Stored data:
----

PR #2885, opened 2026-02-18
Don't wrap thrown exceptions in blocking client

pkoenig10:
## Before this PR

When handling failure in `DefaultClients`, some types of `RuntimeException` are reconstructed and re-thrown in order to capture the caller's stacktrace. This approach is quite brittle because it requires us to update this implementation every time new capabilities are added to `RemoteException` or we risk failing to propagate meaningful error information.

## After this PR

We record the caller's stacktrace using suppressed exceptions. This is a more standard and robust way to capture this information that doesn't require this code to make any assumptions about the exceptions and ensure that caller's receive the exact same exception instance that was thrown.

See discussion in https://github.com/palantir/dialogue/pull/2881 for more context.

### DIFF
--- a/dialogue-serde/src/main/java/com/palantir/conjure/java/dialogue/serde/DefaultClients.java
+++ b/dialogue-serde/src/main/java/com/palantir/conjure/java/dialogue/serde/DefaultClients.java
@@ -20,10 +20,6 @@ import com.google.common.net.HttpHeaders;
 import com.google.common.util.concurrent.FutureCallback;
 import com.google.common.util.concurrent.Futures;
 import com.google.common.util.concurrent.ListenableFuture;
-import com.palantir.conjure.java.api.errors.AbstractSerializableError;
-import com.palantir.conjure.java.api.errors.RemoteException;
-import com.palantir.conjure.java.api.errors.SerializableErrorProvider;
-import com.palantir.conjure.java.api.errors.UnknownRemoteException;
 import com.palantir.dialogue.Channel;
 import com.palantir.dialogue.Clients;
 import com.palantir.dialogue.Deserializer;
@@ -44,7 +40,6 @@ import com.palantir.logsafe.logger.SafeLogger;
 import com.palantir.logsafe.logger.SafeLoggerFactory;
 import java.io.Closeable;
 import java.io.IOException;
-import java.lang.reflect.Constructor;
 import java.util.Optional;
 import java.util.concurrent.ExecutionException;
 import org.jspecify.annotations.Nullable;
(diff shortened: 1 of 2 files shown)


dialogue-serde/src/main/java/com/palantir/conjure/java/dialogue/serde/DefaultClients.java
```diff
@@ -121,99 +116,21 @@ public <T> T block(ListenableFuture<T> future) {
...
-            // TODO(jellis): can consider propagating other relevant exceptions (eg: HttpConnectTimeoutException)
-            // see HttpClientImpl#send(HttpRequest req, BodyHandler<T> responseHandler)
-            if (cause instanceof RemoteException remoteException) {
-                if (cause.getClass() == RemoteException.class) {
-                    throw newRemoteException(remoteException);
-                } else {
-                    // This is a user-defined subclass of RemoteException, so we want to preserve the type. But we also
-                    // want to propagate the current stacktrace. Another (arguably better) option is to add a suppressed
-                    // RuntimeException. In order to preserve backwards compatibility for clients that may inspect the
-                    // cause of a remote exception, we take this approach.
```
pkoenig10, line 133: I'm not sure what backward compatibility we are concerned about here. I would hope we don't have clients that are looking at the _cause_ of the caught exception to make decisions. The current behavior is somewhat weird/unintuitive in that we throw a `RemoteException` whose cause is a basically identical `RemoteException`.

aldexis: iirc we wanted to be conservative here because it was part of a larger change, and we didn't want to break things as part of that change

Specifically, we were targeting full code backwards-compatibility for clients that were catching and using RemoteException when changing the error parameters from toString to json, and using rich exception types instead of a plain RemoteException, and guarding against people doing things like relying on the specific cause chain (yes, it's a terrible idea, but we couldn't guarantee nobody was doing this)

I prefer this approach as well though, so probably worth doing 🤞

dialogue-serde/src/main/java/com/palantir/conjure/java/dialogue/serde/DefaultClients.java
```diff
@@ -121,99 +116,21 @@ public <T> T block(ListenableFuture<T> future) {
...
             if (cause instanceof RuntimeException runtimeException) {
                 cause.addSuppressed(new SafeRuntimeException("Rethrown by dialogue"));
                 throw runtimeException;
             }
 
-            // This matches the behavior in Futures.getUnchecked(Future)
             if (cause instanceof Error error) {
                 cause.addSuppressed(new SafeRuntimeException("Rethrown by dialogue"));
                 throw error;
             }
```
aldexis, line 130: Is there any reason not to just do
```
cause.addSuppressed(new SafeRuntimeException("Rethrown by dialogue"));
throw cause;
```
for all cases here? 🤔

aldexis (approved):
I'm wondering whether we could/should improve some of the error handling for the async codepaths, but I imagine it's just part of how async clients work?

dialogue-serde/src/main/java/com/palantir/conjure/java/dialogue/serde/DefaultClients.java
pkoenig10: We can't rethrow a checked exception.

And if the exception is a checked exception, then wrapping exception will contain the callers stacktrace, so there's no need for the suppressed exception.

This is a very standard pattern for propagating failed futures as exceptions. We use this pattern it in a bunch of places.

pkoenig10:
> I'm wondering whether we could/should improve some of the error handling for the async codepaths, but I imagine it's just part of how async clients work?

I'm not sure what you're imagining. The async code path has no knowledge of knowing the caller's stacktrace.

This isn't even particularly well-defined - what is the "caller's stacktrace" for any async request? The only "caller's stacktrace" the async code path could know of is the place the request is submitted, but that's probably not what we want for a couple reasons:
- It would require unconditionally creating an exception and populating a stacktrace for every RPC (most of which will succeed), which is very expensive.
- It's semantically different from the sync behavior, where we capture the caller's stacktrace at the place where the response is "consumed" (although for sync clients this ends up being the same as the place as where the request is submitted).

dialogue-serde/src/main/java/com/palantir/conjure/java/dialogue/serde/DefaultClients.java
mpritham: > I would hope we don't have clients that are looking at the cause of the caught exception to make decisions.

I think there are places where clients look at the cause of the thrown exception. E.g. [1](https://pl.ntr/2zZ), [2](https://pl.ntr/2z-).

----

## EXERCISE PROMPT
Filter the records above for lines with "propagate".

## WRITTEN REPLY
When handling failure in `DefaultClients`, some types of `RuntimeException` are reconstructed and re-thrown in order to capture the caller's stacktrace. This approach is quite brittle because it requires us to update this implementation every time new capabilities are added to `RemoteException` or we risk failing to propagate meaningful error information.
-                    // want to propagate the current stacktrace. Another (arguably better) option is to add a suppressed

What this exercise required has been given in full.